» DATA PROVIDED:
PR #385, opened 2023-05-05
Refactor topo sort method

cmyr:
Splits this in two, and adds a separate 'has_overflows' method that is slightly faster.

This includes the commit from #384, makes sense to just PR these together.

### DIFF
--- a/write-fonts/Cargo.toml
+++ b/write-fonts/Cargo.toml
@@ -13,6 +13,7 @@ categories = ["text-processing", "parsing", "graphics"]
 [dependencies]
 font-types = { version = "0.1.5", path = "../font-types" }
 read-fonts = { version = "0.2.0", path = "../read-fonts" }
+log = "0.4"
 bitflags = "1.3"
 kurbo = "0.9.4"
 
@@ -21,5 +22,4 @@ diff = "0.1.12"
 ansi_term = "0.12.1"
 font-test-data = { path = "../font-test-data" }
 read-fonts = { version = "0.2.0", path = "../read-fonts", features = [ "codegen_test"] }
-log = "0.4"
 env_logger = "0.10.0"
--- a/write-fonts/src/graph.rs
+++ b/write-fonts/src/graph.rs
@@ -203,24 +203,67 @@ impl Graph {
         }
     }
 
+    /// Attempt to pack the graph.
+    ///
+    /// This involves finding an order for objects such that all offsets are
+    /// resolveable.
+    ///
+    /// In the simple case, this just means finding a topological ordering.
+    /// In exceptional cases, however, this may require us to significantly
+    /// modify the graph.
+    ///
+    /// Our implementation is closely modeled on the implementation in the
+    /// HarfBuzz repacker; see the [repacker docs] for further detail.
+    ///
     /// returns `true` if a solution is found, `false` otherwise
-    pub(crate) fn topological_sort(&mut self) -> bool {
-        log::info!("attempting to pack {} objects", self.objects.len());
+    ///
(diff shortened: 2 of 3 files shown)


write-fonts/Cargo.toml
```diff
@@ -13,6 +13,7 @@ categories = ["text-processing", "parsing", "graphics"]
 [dependencies]
 font-types = { version = "0.1.5", path = "../font-types" }
 read-fonts = { version = "0.2.0", path = "../read-fonts" }
+log = "0.4"
```
rsheeter, line 16: I wonder, do we actually unconditionally want log? Suppose we had a subsetter for use in pdf processing, should log be required?

write-fonts/src/graph.rs
```diff
@@ -203,17 +203,62 @@ impl Graph {
...
+    /// This involves finding an order for objects such that all offsets are
+    /// resolveable.
+    ///
+    /// In the simple case, this just means finding a topological ordering.
+    /// In exceptional cases, however, this may require us to significantly
+    /// modify the graph.
+    ///
     /// returns `true` if a solution is found, `false` otherwise
-    pub(crate) fn topological_sort(&mut self) -> bool {
+    pub(crate) fn pack_objects(&mut self) -> bool {
```
rsheeter, line 216: this should reference prior and relevant art. I believe in this case that means harfbuzz and in particular Garret's writing on the topic?

write-fonts/src/graph.rs
```diff
@@ -203,17 +203,62 @@ impl Graph {
...
+        self.sort_shortest_distance();
+
+        let n_overflows = self.find_overflows().len();
+        if n_overflows > 0 {
+            log::info!("packing failed with {n_overflows} overflows");
+        }
+        n_overflows == 0
+    }
+
+    /// Initial sorting operation. Attempt kahn, falling back to shortest distance.
```
rsheeter, line 231: Kahn. Also link to https://github.com/harfbuzz/harfbuzz/blob/main/docs/repacker.md#topological-sorting-algorithms? And perhaps the HarfBuzz implementation of the equivalent?

write-fonts/src/write.rs
```diff
@@ -43,7 +43,7 @@ pub fn dump_table<T: FontWrite + Validate>(table: &T) -> Result<Vec<u8>, Validat
     let mut writer = TableWriter::default();
     table.write_into(&mut writer);
     let mut graph = writer.finish();
-    if !graph.topological_sort() {
+    if !graph.pack_objects() {
         //TODO: implement extension promotion and table splitting
         panic!("could not find a graph packing that handles all offsets, aborting");
```
rsheeter, line 48: Still perplexed at the panic over Result

write-fonts/src/graph.rs
```diff
@@ -203,17 +203,62 @@ impl Graph {
...
+                if link.len.max_value() < rel_off {
+                    return true;
+                }
+            }
         }
-        self.find_overflows().is_empty()
+        false
     }
 
     fn find_overflows(&self) -> Vec<(ObjectId, ObjectId)> {
```
rsheeter, line 264: Are the tests in this file original or ported from HB? If they are original, was it not possible to port a test suite from HB? If they are ported, please add refs to the corresponding original test to each one.

rsheeter (approved):
LGTM provided the refs to prior art are improved (or will be in a followon)

write-fonts/Cargo.toml
cmyr: This will also come up in #387, where I add a dependency to write graphviz files. I could put both of these behind a 'diagnostics' feature, if desired?

PR #583, opened 2023-08-23
[skrifa] return overlap status from scaler 

dfrg:
Changes `Scaler::outline` to return a new `ScalerMetrics` struct that contains the overlap flag. This also has optional fields to represent metrics that may be adjusted by hinting.

Based on https://github.com/googlefonts/fontations/pull/582 which must be merged first.
Fixes https://github.com/googlefonts/fontations/issues/581


skrifa/src/scale/mod.rs
```diff
@@ -246,6 +246,24 @@ mod tests {
...
+            is_cff: false,
+        };
+        let mut scaler = cx.new_scaler().build(&font);
+        let glyph_count = font.maxp().unwrap().num_glyphs();
+        for gid in 0..glyph_count {
+            let metrics = scaler.outline(GlyphId::new(gid), &mut path).unwrap();
+            // GID 2 is a composite glyph with the overlap bit on a component
+            // GID 3 is a simple glyph with the overlap bit on the first flag
+            assert_eq!(metrics.has_overlaps, gid == 2 || gid == 3);
+        }
```
rsheeter, line 264: Same preference for how to assert this as #582

rsheeter (approved):

skrifa/src/scale/mod.rs
dfrg: Aye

» TASK ITEM:
Write out every entry exactly as given.

» EXERCISE ANSWER:
PR #385, opened 2023-05-05
Refactor topo sort method

cmyr:
Splits this in two, and adds a separate 'has_overflows' method that is slightly faster.

This includes the commit from #384, makes sense to just PR these together.

### DIFF
--- a/write-fonts/Cargo.toml
+++ b/write-fonts/Cargo.toml
@@ -13,6 +13,7 @@ categories = ["text-processing", "parsing", "graphics"]
 [dependencies]
 font-types = { version = "0.1.5", path = "../font-types" }
 read-fonts = { version = "0.2.0", path = "../read-fonts" }
+log = "0.4"
 bitflags = "1.3"
 kurbo = "0.9.4"
 
@@ -21,5 +22,4 @@ diff = "0.1.12"
 ansi_term = "0.12.1"
 font-test-data = { path = "../font-test-data" }
 read-fonts = { version = "0.2.0", path = "../read-fonts", features = [ "codegen_test"] }
-log = "0.4"
 env_logger = "0.10.0"
--- a/write-fonts/src/graph.rs
+++ b/write-fonts/src/graph.rs
@@ -203,24 +203,67 @@ impl Graph {
         }
     }
 
+    /// Attempt to pack the graph.
+    ///
+    /// This involves finding an order for objects such that all offsets are
+    /// resolveable.
+    ///
+    /// In the simple case, this just means finding a topological ordering.
+    /// In exceptional cases, however, this may require us to significantly
+    /// modify the graph.
+    ///
+    /// Our implementation is closely modeled on the implementation in the
+    /// HarfBuzz repacker; see the [repacker docs] for further detail.
+    ///
     /// returns `true` if a solution is found, `false` otherwise
-    pub(crate) fn topological_sort(&mut self) -> bool {
-        log::info!("attempting to pack {} objects", self.objects.len());
+    ///
(diff shortened: 2 of 3 files shown)


write-fonts/Cargo.toml
```diff
@@ -13,6 +13,7 @@ categories = ["text-processing", "parsing", "graphics"]
 [dependencies]
 font-types = { version = "0.1.5", path = "../font-types" }
 read-fonts = { version = "0.2.0", path = "../read-fonts" }
+log = "0.4"
```
rsheeter, line 16: I wonder, do we actually unconditionally want log? Suppose we had a subsetter for use in pdf processing, should log be required?

write-fonts/src/graph.rs
```diff
@@ -203,17 +203,62 @@ impl Graph {
...
+    /// This involves finding an order for objects such that all offsets are
+    /// resolveable.
+    ///
+    /// In the simple case, this just means finding a topological ordering.
+    /// In exceptional cases, however, this may require us to significantly
+    /// modify the graph.
+    ///
     /// returns `true` if a solution is found, `false` otherwise
-    pub(crate) fn topological_sort(&mut self) -> bool {
+    pub(crate) fn pack_objects(&mut self) -> bool {
```
rsheeter, line 216: this should reference prior and relevant art. I believe in this case that means harfbuzz and in particular Garret's writing on the topic?

write-fonts/src/graph.rs
```diff
@@ -203,17 +203,62 @@ impl Graph {
...
+        self.sort_shortest_distance();
+
+        let n_overflows = self.find_overflows().len();
+        if n_overflows > 0 {
+            log::info!("packing failed with {n_overflows} overflows");
+        }
+        n_overflows == 0
+    }
+
+    /// Initial sorting operation. Attempt kahn, falling back to shortest distance.
```
rsheeter, line 231: Kahn. Also link to https://github.com/harfbuzz/harfbuzz/blob/main/docs/repacker.md#topological-sorting-algorithms? And perhaps the HarfBuzz implementation of the equivalent?

write-fonts/src/write.rs
```diff
@@ -43,7 +43,7 @@ pub fn dump_table<T: FontWrite + Validate>(table: &T) -> Result<Vec<u8>, Validat
     let mut writer = TableWriter::default();
     table.write_into(&mut writer);
     let mut graph = writer.finish();
-    if !graph.topological_sort() {
+    if !graph.pack_objects() {
         //TODO: implement extension promotion and table splitting
         panic!("could not find a graph packing that handles all offsets, aborting");
```
rsheeter, line 48: Still perplexed at the panic over Result

write-fonts/src/graph.rs
```diff
@@ -203,17 +203,62 @@ impl Graph {
...
+                if link.len.max_value() < rel_off {
+                    return true;
+                }
+            }
         }
-        self.find_overflows().is_empty()
+        false
     }
 
     fn find_overflows(&self) -> Vec<(ObjectId, ObjectId)> {
```
rsheeter, line 264: Are the tests in this file original or ported from HB? If they are original, was it not possible to port a test suite from HB? If they are ported, please add refs to the corresponding original test to each one.

rsheeter (approved):
LGTM provided the refs to prior art are improved (or will be in a followon)

write-fonts/Cargo.toml
cmyr: This will also come up in #387, where I add a dependency to write graphviz files. I could put both of these behind a 'diagnostics' feature, if desired?

PR #583, opened 2023-08-23
[skrifa] return overlap status from scaler 

dfrg:
Changes `Scaler::outline` to return a new `ScalerMetrics` struct that contains the overlap flag. This also has optional fields to represent metrics that may be adjusted by hinting.

Based on https://github.com/googlefonts/fontations/pull/582 which must be merged first.
Fixes https://github.com/googlefonts/fontations/issues/581


skrifa/src/scale/mod.rs
```diff
@@ -246,6 +246,24 @@ mod tests {
...
+            is_cff: false,
+        };
+        let mut scaler = cx.new_scaler().build(&font);
+        let glyph_count = font.maxp().unwrap().num_glyphs();
+        for gid in 0..glyph_count {
+            let metrics = scaler.outline(GlyphId::new(gid), &mut path).unwrap();
+            // GID 2 is a composite glyph with the overlap bit on a component
+            // GID 3 is a simple glyph with the overlap bit on the first flag
+            assert_eq!(metrics.has_overlaps, gid == 2 || gid == 3);
+        }
```
rsheeter, line 264: Same preference for how to assert this as #582

rsheeter (approved):

skrifa/src/scale/mod.rs
dfrg: Aye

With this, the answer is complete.